**MATERIAL FOR THIS TASK:**
PR #77, opened 2021-03-26
Update proto clients in js-sdk

pkedy:
# Description

* Version bump to `0.12.0-preview01`
* Ran `./protobuf.sh` to update protos to align with the Dapr core 1.1 release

**WHAT IS REQUIRED:**
Transcribe the entire listing. Leave every word as it is.

**WRITTEN SOLUTION:**
PR #77, opened 2021-03-26
Update proto clients in js-sdk

pkedy:
# Description

* Version bump to `0.12.0-preview01`
* Ran `./protobuf.sh` to update protos to align with the Dapr core 1.1 release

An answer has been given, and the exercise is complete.